■ EXERCISE DETAILS
Reproduce the entries exactly as they appear below.

[Collected data entries]
++++++++++++++++++++

PR #45, opened 2015-09-29
Define formatting settings. Part 2

myroslavlisniak:
Part 2 of https://github.com/servicefabric/servicefabric/issues/16
* Add suppression for javadoc check on test
* Used false for join wrapped length property
* Min line count method require javadoc is 4
* Fail build in case of checkstyle violations.

### DIFF
--- a/transport/src/main/java/io/servicefabric/transport/TransportSettings.java
+++ b/transport/src/main/java/io/servicefabric/transport/TransportSettings.java
@@ -3,6 +3,8 @@ package io.servicefabric.transport;
 import javax.annotation.concurrent.Immutable;
 
 /**
+ * Encapsulate transport settings.
+ * 
  * @author Anton Kharenko
  */
 @Immutable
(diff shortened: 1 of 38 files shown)


transport/src/main/java/io/servicefabric/transport/TransportSettings.java
```diff
@@ -101,8 +99,19 @@ public Builder useNetworkEmulator(boolean useNetworkEmulator) {
       return this;
     }
 
+    private int sendHighWaterMark = DEFAULT_SEND_HIGH_WATER_MARK;
+
     public TransportSettings build() {
       return new TransportSettings(this);
     }
+
+    private String logLevel = DEFAULT_LOG_LEVEL;
```
antonkharenko: Why not at the top of a class?

myroslavlisniak: Interesting, it was automatically rearranged.

kshchepanovskyi: If you are using eclipse code formatter, it might be related to latest plugin upgrade.

https://confluence.playtech.corp/display/NL/Formatting

> With latest Eclipse Formatter in IntelliJ, the option "Use Eclipse 4.4 Java formatter" must be enabled!

antonkharenko:
+1

PR #52, opened 2020-01-10
Exclude .so files from exe copy

pikajude:


nmattia:
@pikajude do you know in what situations cargo generates `so`s? I thought it mostly produced `rlib`s. Also, should we also filter out `.dylib`s?

pikajude:
They're generated when a crate in the workspace exports a proc macro. Is naersk designed to be a first-class Rust crate builder or is it just meant to be a top-level wrapper to produce binaries/libs from a Rust project? If 1), we should keep the shared objects since they would break exported proc macros. If 2), they should all be deleted.

nmattia:
Thanks!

++++++++++++++++++++

■ EXERCISE ANSWER
PR #45, opened 2015-09-29
Define formatting settings. Part 2

myroslavlisniak:
Part 2 of https://github.com/servicefabric/servicefabric/issues/16
* Add suppression for javadoc check on test
* Used false for join wrapped length property
* Min line count method require javadoc is 4
* Fail build in case of checkstyle violations.

### DIFF
--- a/transport/src/main/java/io/servicefabric/transport/TransportSettings.java
+++ b/transport/src/main/java/io/servicefabric/transport/TransportSettings.java
@@ -3,6 +3,8 @@ package io.servicefabric.transport;
 import javax.annotation.concurrent.Immutable;
 
 /**
+ * Encapsulate transport settings.
+ * 
  * @author Anton Kharenko
  */
 @Immutable
(diff shortened: 1 of 38 files shown)


transport/src/main/java/io/servicefabric/transport/TransportSettings.java
```diff
@@ -101,8 +99,19 @@ public Builder useNetworkEmulator(boolean useNetworkEmulator) {
       return this;
     }
 
+    private int sendHighWaterMark = DEFAULT_SEND_HIGH_WATER_MARK;
+
     public TransportSettings build() {
       return new TransportSettings(this);
     }
+
+    private String logLevel = DEFAULT_LOG_LEVEL;
```
antonkharenko: Why not at the top of a class?

myroslavlisniak: Interesting, it was automatically rearranged.

kshchepanovskyi: If you are using eclipse code formatter, it might be related to latest plugin upgrade.

https://confluence.playtech.corp/display/NL/Formatting

> With latest Eclipse Formatter in IntelliJ, the option "Use Eclipse 4.4 Java formatter" must be enabled!

antonkharenko:
+1

PR #52, opened 2020-01-10
Exclude .so files from exe copy

pikajude:


nmattia:
@pikajude do you know in what situations cargo generates `so`s? I thought it mostly produced `rlib`s. Also, should we also filter out `.dylib`s?

pikajude:
They're generated when a crate in the workspace exports a proc macro. Is naersk designed to be a first-class Rust crate builder or is it just meant to be a top-level wrapper to produce binaries/libs from a Rust project? If 1), we should keep the shared objects since they would break exported proc macros. If 2), they should all be deleted.

nmattia:
Thanks!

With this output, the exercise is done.